Perspective for the future of theoretical models for membrane curvature generating mechanisms. (A) Various mechanisms are involved in trafficking including amphipathic helix insertion into the bilayer, protein scaffolding, cargo-receptor crowding, forces from actin polymerization, and lipid phase separation [236,237]. (B) The coupling between membrane shape, membrane curvature, and membrane proteins distribution. The convex proteins (indicated with red cones) aggregate and flow toward the hill where the membrane curvature is negative (assuming the normal vector to the surface is outward).
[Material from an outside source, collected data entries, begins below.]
Issue #1313, opened 2021-10-28
Reorder creates a stacking context which breaks children with a z-index


PhilGarb:
# Description

Hi everyone! 
Huge fan of the library and the changes in v5. I stumbled upon an issue when trying out the new Reorder Components. If an element that is part of the Reorder.Item needs to have a z-index to overlap other items (like a dropdown or combobox) it is not working with the current approach. 

![image](https://user-images.githubusercontent.com/38015558/139300645-2262b6d2-6b46-46e1-8817-bfa838514a8c.png)
> **Please see the codesandbox for a reproduction. It is the Reorder example codesanbox forked.**
> [**Reproduction**](https://codesandbox.io/s/framer-motion-5-drag-to-reorder-lists-forked-7zv5x?file=/src/Item.tsx)

## Debug
I think the Reorder.Item has a stacking context, because it has `transform: none` applied. This might be coming from here, but I am absolutely not sure about that. https://github.com/framer/motion/blob/4f9e23b5e2bcbaf5aa8dd826191b60bbcab9f7f4/src/gestures/drag/VisualElementDragControls.ts#L472-L481

### Result
This results in children of Reorder.Item not being able to overlap other elements. 

# Expected Behavior

A child with a z-index should correctly overlap other items.

I see two possible ways to achieve this. 
1. Change the applied css so no stacking context is created. This is probably quite difficult if this is not just how the Reorder components work.
2. Allow the consumer to overwrite the zIndex of an item. It seems like here a z-index is created: https://github.com/framer/motion/blob/4f9e23b5e2bcbaf5aa8dd826191b60bbcab9f7f4/src/components/Reorder/Item.tsx#L60-L61 It is applied here and overwrites user styles making it impossible to pass a z-index to the element: https://github.com/framer/motion/blob/4f9e23b5e2bcbaf5aa8dd826191b60bbcab9f7f4/src/components/Reorder/Item.tsx#L79 is If instead of always using 0 here the user could provide a z-index it could be up to the consumer when to "raise" an item above the others.

Let me know if you need additional details or if I am missing a reason why it is working like this.

PR #1367, opened 2021-11-23
Changing at-rest z-index for Reorder.Item to "unset"

mattgperry:
Fixes https://github.com/framer/motion/issues/1313


dfelber:
FYI: This introduced a rendering bug (Dragged item not always on top) when reordering items.
You can see it even on the official page: https://www.framer.com/motion/reorder/ in the first example. (uses 6.2.8)
https://codesandbox.io/p/sandbox/framer-motion-5-drag-to-reorder-lists-uonye

In the example using drag triggers it behaves correctly (uses 5.0.0-rc.4)
https://codesandbox.io/p/sandbox/framer-motion-5-drag-to-reorder-lists-with-drag-handle-j9enw

PR #1385, opened 2021-12-07
fix: package.json exports paths

edoardolincetto:
After the release of the v5.4.2, importing Framer Motion will cause an error: `Invalid "exports" main target "dist/cjs/index.js" defined in the package config`. 
That's because all the paths defined in "exports" must be relative file URLs starting with `./`.


mattgperry:
Thank you!

Issue #1398, opened 2021-12-22
[BUG] MotionConfig does not propagate changes to transition


wurstbonbon:
**1. Describe the bug**

`MotionConfig` uses `toString` to memoize the transition that is passed down via context.  
`toString` returns `[object Object]` for regular objects, thus the context isn't updated when the transition is changed.

**3. IMPORTANT: Provide a CodeSandbox reproduction of the bug**
https://codesandbox.io/s/framer-motion-motion-config-memo-rohc3

**4. Steps to reproduce**

1. Click "Disabled Animation"
2. Click the button below.
-> Bug: The animation is still happing with a non-zero duration.

**5. Expected behavior**

Changes to the transition should be propagated. 

**6. Environment details**

Should be broken in all browser.

power-f-GOD:
https://github.com/framer/motion/pull/1399#issuecomment-1005276236

PR #1399, opened 2021-12-22
Fix MotionConfig does not propagate changes to transition

wurstbonbon:
Fixes https://github.com/framer/motion/issues/1398

### DIFF
--- a/CHANGELOG.md
+++ b/CHANGELOG.md
@@ -2,6 +2,10 @@
 
 Framer Motion adheres to [Semantic Versioning](http://semver.org/).
 
+### Fixed
+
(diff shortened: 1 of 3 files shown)


power-f-GOD:
Could this be a similar reason to why `motion.div` does not propagate changes to `variants` as well?
Whenever I change `variants` or (set|change)State of `variants`, changes don't reflect and the `motion` component still uses the previous value of `variants`. This is a bug. Will it be fixed? 

@wurstbonbon  Can you fix it too?

mattgperry (approved):
Excellent contribution, thanks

On the other hand, the concave proteins (represented by blue cones) accumulate and move toward the valley where the membrane curvature is large and positive [176]. (C) The coupling between the formation of a filopodial protrusion and the intracellular signaling inside the cell [238]. The ligand attachment to the G-protein-coupled receptor (GPCR) activates isotype $\beta$ of the phospholipase C (PLC$\beta$) which is a class of membrane-associated enzymes. PLC$\beta$ stimulates the phosphatidylinositol 4,5–bisphosphate (PIP2) which is a phospholipid component of the cell membrane and regulates the membrane tension. The hydrolysis of PIP2 produces the messenger molecule inositol trisphosphate (IP3). Binding IP3 molecules to the ER releases the calcium (Ca${}^{2+}$) that stored in the ER to the cytoplasm. The Ca${}^{2+}$ is a key intracellular molecule that controls the actin polymerization at the leading edge of the membrane protrusion.